Don’t you just love technology? OK, so it kind of takes over our lives sometimes and swallows up too much of our free time (if we let it), but on the whole technology enriches our everyday lives. Here in the West of Ireland I use Google Earth to look for likely places to fish. Much of the fishing for trout on the small rivers around here is not recorded or easily available, even to locals. Trout are seen as inferior to salmon and nobody really pays them much attention, which is a bit of a double-edged sword. The rivers are in general lightly fished once you are off the beaten track but they are heavily overgrown and access to the banks is a royal pain in the bum.
The Robe flowing through a wooded section
Today is a cold and miserable day outside, so after our normal walk Nessie and I are settled in the warmth of the sitting room. Laptop open and internet connected I am scanning Google Earth for tell tale signs of potential new fishing spots. There is a logical sequence to this process, the first question being can I even get to a part of the river? You see roads in Mayo are few and often end some distance for the riverbank. Even if there is tarmac close to the water, deep drains or rough ground can make the few hundred yards between the place the car is parked and the river difficult or even dangerous. And don’t even start me on parking! As a rule there is nowhere to park. Roadside verges are universally soft/boggy and more than once I have returned to find the old VW listing heavily to one side where she has sunk in the muck.

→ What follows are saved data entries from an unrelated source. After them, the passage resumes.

PR #105, opened 2026-05-13
feat(trust): cortex#98 trust-mesh wiring — schema + auto-populate

mellanon:
## Summary

Closes cortex#98 in two surgical commits — one for the schema parity gap that surfaced in the operator's host on 2026-05-13, one for the original adapter-start auto-population scope.

After this lands, on Andreas's v1 cortex.yaml host the startup log goes from:

```
cortex: discord adapter started (instance: luna-discord, …, trustedBotIds: 0)
cortex: discord adapter started (instance: echo-discord, …, trustedBotIds: 0)
cortex: discord adapter started (instance: forge-discord, …, trustedBotIds: 0)
```

to (luna trusts [echo, forge]; echo trusts [luna, forge]; forge trusts [luna, echo]):

```
cortex: discord adapter started (instance: luna-discord, …, trustedBotIds: 2 [resolver: echo, forge])
cortex: discord adapter started (instance: echo-discord, …, trustedBotIds: 2 [resolver: luna, forge])
cortex: discord adapter started (instance: forge-discord, …, trustedBotIds: 2 [resolver: luna, echo])
```

And the bot-to-bot Discord pings that were being silently dropped at `src/adapters/discord/index.ts:233` (the messageCreate bot-author gate) now pass.

### A — schema parity (`feat(config): trustedBotIds on DiscordPresenceSchema + loader thread-through (cortex#98 part A)`)

- Adds `trustedBotIds: z.array(z.coerce.string()).default([])` to `DiscordPresenceSchema` in `src/common/types/cortex-config.ts`, MIRROR-style docstring referencing the cortex#76 TrustResolver as the in-process auto-population path landing in part B.
- Threads the field through the cortex.ts `DiscordInstance → DiscordPresence` literal at line 339 (the only call-site that builds a `DiscordPresence` from the synthesized BotConfig).
- Tests in `src/common/config/__tests__/loader.test.ts`:
  - operator-set `presence.discord.trustedBotIds: ["123","456"]` round-trips to `DiscordInstance.trustedBotIds: ["123","456"]`
  - default-case still resolves to `[]`

Without this commit, the operator's hand-populated workaround documented in the cortex#98 update comment was a no-op — zod's default unknown-key-strip silently dropped the field during `CortexConfigSchema.parse`.

### B — auto-population (`feat(trust): auto-populate trustedBotIds from agents[].trust via TrustResolver (cortex#98 part B)`)

- New `TrustResolver.lookupPlatformIdByAgent(platform, agentId): string | undefined` — inverse of the existing `lookupAgentId`. Returns the platform user id this agent registered on the given platform, or undefined for cross-process peers.
- New `DiscordAdapter.setTrustedBotIds(next)` — atomic-swap mutator. Replaces the field reference; hot-path readers see either the old or the new set, never partial state.
- `src/cortex.ts` constructs a process-wide `TrustResolver(agentRegistry)` once at boot, and the Discord adapter loop becomes two-pass:
  - **Pass 1** (per instance): build agent + presence, construct adapter with the operator-explicit set as baseline, start the adapter, register `(discord, client.user.id, agent.id)` in the resolver.
  - **Pass 2** (across all started adapters): for each adapter, walk `agent.trust[]`, look up each peer's bot id via `lookupPlatformIdByAgent`, merge into the adapter's allowlist via `setTrustedBotIds`, log the final size + which peers were resolved vs. left to the cross-process bridge field.

Operator-explicit `presence.discord.trustedBotIds` entries still take effect — they're the baseline of the merge, so cross-process peers (Ivy in PAI's local cortex trusting Holly in a server cortex) continue to work via that field exactly as documented in the schema docstring.

## Tests

**Schema (Commit A):**
- `loader.test.ts: threads agents[].presence.discord.trustedBotIds through to DiscordInstance.trustedBotIds`
- `loader.test.ts: trustedBotIds defaults to [] when omitted from presence.discord`

**TrustResolver (Commit B):**
- `trust-resolver.test.ts: lookupPlatformIdByAgent returns the registered Discord id for a known agent`
- `trust-resolver.test.ts: returns undefined when the agent has no registration on that platform`
- `trust-resolver.test.ts: returns undefined for an agent with no registrations at all (cross-process peer)`
- `trust-resolver.test.ts: returns undefined for an unknown agent id`
- `trust-resolver.test.ts: picks the right platform when an agent has multiple`

**Merge algorithm (Commit B):**
A dedicated `describe("cortex#98 (part B) — auto-populate trustedBotIds from agents[].trust")` block in `trust-resolver.test.ts` validates the same merge cortex.ts performs in Pass 2 — kept inline against the resolver because exercising the live `DiscordAdapter.login` path would require a Discord.js client mock that adds noise without validating the lookup logic itself. Cases:
- in-process peers resolve via the resolver and merge into the allowlist
- operator-explicit cross-process ids merge with resolver-derived ids
- cross-process peers (unregistered) are silently skipped
- self-trust entry is skipped (adapter's self-loop guard handles it independently)
- empty trust list → merged equals explicit verbatim (legacy bot.yaml path)
- explicit and resolver-derived ids dedupe when they overlap

**Suite-wide:** `bunx tsc --noEmit` clean. `bun test` clean across the full repo (2449 pass / 1 skip / 0 fail).

## Operator-side outcome

Hand-populated `presence.discord.trustedBotIds` entries in `~/.config/cortex/cortex.yaml` start working as soon as Commit A merges — config-watcher reloads on save. After Commit B, the hand-population for in-process peers becomes redundant (the resolver populates it automatically from `agents[].trust`); operators may leave the explicit field empty for in-process deployments and set it only for cross-process bridges.

## Scope notes

- Surgical. No bus-envelope routing changes (the strategic follow-up is a separate issue), no adapter constructor refactors, no presence-binding wire-up changes.
- The TrustResolver was already constructed inside `presence-binding.ts` test fixtures but never assembled in production code; this PR makes that production wiring explicit.
- Anti-self-loop guard in DiscordAdapter (`message.author.id === client.user.id` early-return) is unchanged and runs before the trustedBotIds check, so the bot's own id is never allowed regardless of what the resolver/operator populated.

closes cortex#98


src/cortex.ts
```diff
@@ -380,27 +423,94 @@ export async function startCortex(
...
+        adapter,
+        agent,
+        instance,
+        instanceId,
+        explicitTrustedBotIds,
+      });
     } catch (err) {
       console.error(`cortex: discord adapter ${instanceId} failed to start:`, err instanceof Error ? err.message : err);
     }
   }
```
mellanon, line 473: [major/security] **TOCTOU window between Pass 1 and Pass 2** — startup silent-drop risk

Pass 1 is sequential (`for ... await adapter.start()`), and `DiscordAdapter.start()` registers its `messageCreate` listener at `src/adapters/discord/index.ts:228` BEFORE `client.login()` resolves at line 338. That means adapter A is live and processing inbound messages with its **operator-explicit-only** `trustedBotIds` (likely empty for in-process-only deployments) during the entire time adapter B is logging in. If A receives a message from B's bot user during this window, A drops it at line 248/253 — exactly the silent-drop class of bug cortex#98 was filed to close.

In practice the window is small (login round-trip × N adapters, ~hundreds of ms each), and inbound bot-to-bot traffic during cortex startup is unlikely — but this is the same risk profile that landed on Andreas's host in cortex#98.

Three options, ordered cheapest-first:

1. **Document it.** Add a comment here noting that adapters started in Pass 1 carry an incomplete allowlist until Pass 2 completes, and that bot-to-bot pings during cortex startup may be silently dropped (bounded duration). Acceptable for an operator daemon — the warning is what's missing.

2. **Defer messageCreate listener until Pass 2.** Move the `client.on('messageCreate', ...)` registration into a new `adapter.beginAcceptingMessages()` method called at the end of Pass 2. Adapter B's login may already have fired `ready` and started buffering — discord.js will replay buffered events on listener attach. Slightly more invasive but eliminates the window entirely.

3. **Parallelize Pass 1.** Replace the sequential `for` with `Promise.all`. Doesn't close the window — it just compresses it (and may widen it if some logins are slower than others). NOT recommended over (1) or (2).

Prefer (1) for this PR — it's the minimum-change route and the operator daemon's startup blast radius is small. Track (2) as a follow-up if Andreas wants the window provably closed. The merge logic itself is correct; this is purely about acknowledging the timing model in the code.

src/cortex.ts
```diff
@@ -380,27 +423,94 @@ export async function startCortex(
...
 
+  // cortex#98 (part B) — Pass 2: merge resolver-derived in-process peer
+  // bot ids on top of each adapter's operator-explicit set, and log the
+  // final allowlist size per adapter. Peers absent from the resolver
+  // (cross-process — they live in a different cortex deployment) are
+  // silently skipped; the operator-explicit field in
+  // `presence.discord.trustedBotIds` covers those.
+  for (const { adapter, agent, instance, instanceId, explicitTrustedBotIds } of startedDiscord) {
+    const merged = new Set<string>(explicitTrustedBotIds);
```
mellanon, line 482: [suggestion/architecture] The merge semantics here (explicit ∪ resolved) are correct and exactly what the cortex#98 acceptance criterion 4 demands ("existing instance.trustedBotIds (explicit operator-set) still merges into the resolved set — cross-process trust stays as the override path"). Worth a one-line comment **on the merged Set construction itself** — something like `// MERGE, not REPLACE: cross-process bridge ids in explicit must survive` — to make the invariant load-bearing in code, not just in the issue thread. The PR body mentions it, but the file reader doesn't have the PR body in their working set.

Same applies to the `setTrustedBotIds` docstring at `src/adapters/discord/index.ts:386` — it says "this method does NOT merge with the existing set — it replaces it" which is correct for the adapter API contract, but doubles the risk that a future caller forgets to pre-merge in the explicit set before calling. Worth tightening to: "Callers responsible for merging into existing state; cortex.ts always passes `explicit ∪ resolved` to preserve cross-process bridge ids."

src/adapters/discord/index.ts
```diff
@@ -353,6 +361,42 @@ export class DiscordAdapter implements PlatformAdapter {
...
+   * cortex.ts computes it" as a single, well-defined value rather than
+   * an accreting mutation log.
+   *
+   * For the adapter's own self-loop guard (`message.author.id ===
+   * client.user?.id`) is unchanged and runs BEFORE this set is consulted
+   * (see messageCreate handler at the top of `start`), so the bot's own
+   * id is never allowed regardless of what `next` contains.
+   */
+  setTrustedBotIds(next: ReadonlySet<string>): void {
+    this.trustedBotIds = next;
```
mellanon, line 388: [nit/code-quality] The "atomic reference swap" framing is correct in single-threaded JS (V8 won't tear a property assignment — both before and after states are well-defined), but worth being explicit about WHY: `messageCreate` handlers are async and the field read at line 248/253 happens on a microtask boundary, so the assignment at line 388 is either fully observed or not observed yet — no in-between. The current docstring at lines 380-385 says this but leans on "never partial state" without naming the JS execution model. One-line addition: `// Single-threaded JS guarantee: no torn read at the messageCreate site.`

Not blocking — the comment is already roughly right.

src/common/agents/__tests__/trust-resolver.test.ts
```diff
@@ -326,3 +352,122 @@ describe("TrustResolver — platform key encoding", () => {
...
   });
 });
+
+// =============================================================================
+// cortex#98 (part B) — cortex.ts merge algorithm shape
+// =============================================================================
+//
+// These tests assert the algorithm cortex.ts runs in Pass 2 of its Discord
+// adapter loop: for each agent's `trust:[]`, look up each peer's Discord
+// bot user id via `lookupPlatformIdByAgent` and merge into the operator-
```
mellanon, line 362: [nit/tests] The `mergeFor` helper here is a **copy** of the merge cortex.ts performs at `src/cortex.ts:481-494`, not a call into the production code path. The header comment acknowledges this honestly ("Kept in lock-step with the cortex.ts implementation") — but this is a duplication that will silently drift the day someone changes one and not the other.

Two cheap fixes:
1. Extract the merge into a tiny exported helper (e.g., `mergeAgentTrustIntoAllowlist(resolver, agentTrust, selfId, explicit)`) in `src/common/agents/trust-resolver.ts` and have both cortex.ts and this test import it. Removes the duplication entirely.
2. Add a single integration-style test in `src/__tests__/cortex.test.ts` that boots a minimal multi-agent cortex.yaml with stubbed Discord adapters (or extends an existing pattern there) and asserts the post-Pass-2 allowlist on each adapter. Keeps these resolver-level shape tests AND exercises the live wiring.

Not blocking — the existing shape coverage is good and the comment is honest about the limitation.

mellanon:
## Echo — full-review summary (cortex#105)

Two-commit PR closing cortex#98 (TrustResolver wiring + schema parity). Read all 401 added lines + the diff against `main`. Tests: 5 inverse-lookup + 6 merge-algorithm + 2 schema round-trip + 5 mechanical fixture updates. `bunx tsc --noEmit` and `bun test` clean per the PR body (verified by running tests in the worktree as well).

### 6-lens results

| Lens | Result | Notes |
|------|--------|-------|
| **CodeQuality** | pass | Comments dense and load-bearing; the engineer explains WHY the two-pass split exists. `setTrustedBotIds` atomicity claim is correct (single ref assignment in single-threaded JS). One nit on test/prod duplication. |
| **Security** | pass-with-finding | **TOCTOU window between Pass 1 and Pass 2** (see inline at `src/cortex.ts:473`). Pass 1 is sequential and `messageCreate` listener is registered before `client.login()` resolves, so during Pass 1 each adapter is live with the operator-explicit-only allowlist (typically empty for in-process configs). Window is bounded (~login round-trip × N), but it's the same silent-drop class cortex#98 closes elsewhere. Document or guard. |
| **Architecture** | pass | The two-pass shape is necessary and well-justified (adapter A's `trust:[B]` can only resolve after B's `client.login()`). `lookupPlatformIdByAgent` is correctly symmetric to `lookupAgentId`. Pass 2 MERGES (doesn't replace), preserving cross-process bridge ids. Engineer correctly noted this is L7 mechanism — cortex#102 tracks the L3 envelope move; this PR is faithful to the old surface without preempting the strategic direction. |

Roads are very narrow and used by farm machines mainly, so you have to be very careful when looking for a spot to park up. Right now I am eyeing up a section of the River Robe I have never fished before and I can see why – there is no road close by and there are lots of wide drains in the area. I will keep looking……………..
A very productive stream which I found thanks to Google Earth
Hang on, here is the remains of the old disused Sligo to Galway railway track which may just be OK for parking the car. It is still quite a long way from the river but in my experience the old railway is good for walking on and this could be just what I am looking for. A lot will depend on the ground and if it is solid enough for parking, but it looks promising so far.
The river is off this map, just to the North along the disused railway track
Now comes the second step – is this stretch even worth fishing? These limestone rivers often have long, deep, slow stretches which hold very few trout. For example, the 4 miles immediately upstream of Ballinrobe are almost dead straight, 10 – 20 feet deep and resemble a canal more than a river. Great of you are fishing for Pike but pretty rubbish for Brownies.
Now for the final step. This is where technology really helps out. Zooming in to an eye height of about 200 metres there is sufficiently good resolution to make out key features of the river. Bigger stuff like weirs and bridges are easy to find of course, but I look for any feature which could possibly be of interest to the fish and therefore to me. Sharp bends, fallen trees, shallows, narrows etc could all possibly be spots worthy of a few casts.
Above is a screen shot of a short section of the Robe which I have fished for several seasons now. The most obvious feature is the falls on the bottom left of the photo. I initially thought this would be a great pool but in practice it is very deep and turbulent and has only yielded an occasional trout for me. The river is shallow above that pool and holds mainly small fish, but wading upstream I found a good lie under that bright green tree in the bottom right of the shot. So your original target pools may end up not being that good but you can still find good fish in that area.
Depending on the time of year when the images were taken it is sometimes possible to make out weedbeds under the surface. Streamy water appears as lighter areas and while it is impossible to make out things like individual rocks which divide the flow it there is sufficient evidence to make intelligent guesses about where fish would lie. This is not an exact science and many, many times I have been disappointed to find upon arrival the river is not accessible/fishable. Then again, this usage of Google Earth has led me to some truly wonderful fishing that would have taken me much longer to find by simply wandering up or downstream from a bridge (the normal method hereabouts).
Features like this weir as easy to find, see below:
In summary, Google Earth is a valuable tool when time is at a premium and hours/days spent driving down country boreens (roads) and hiking across fields only to find barren water is a waste of time. With experience you can make a pretty good guess at where to try and save you a lot of time and hassle. Always remember to ask for permission from landowners before crossing fields and follow the country code, closing all gates behind you.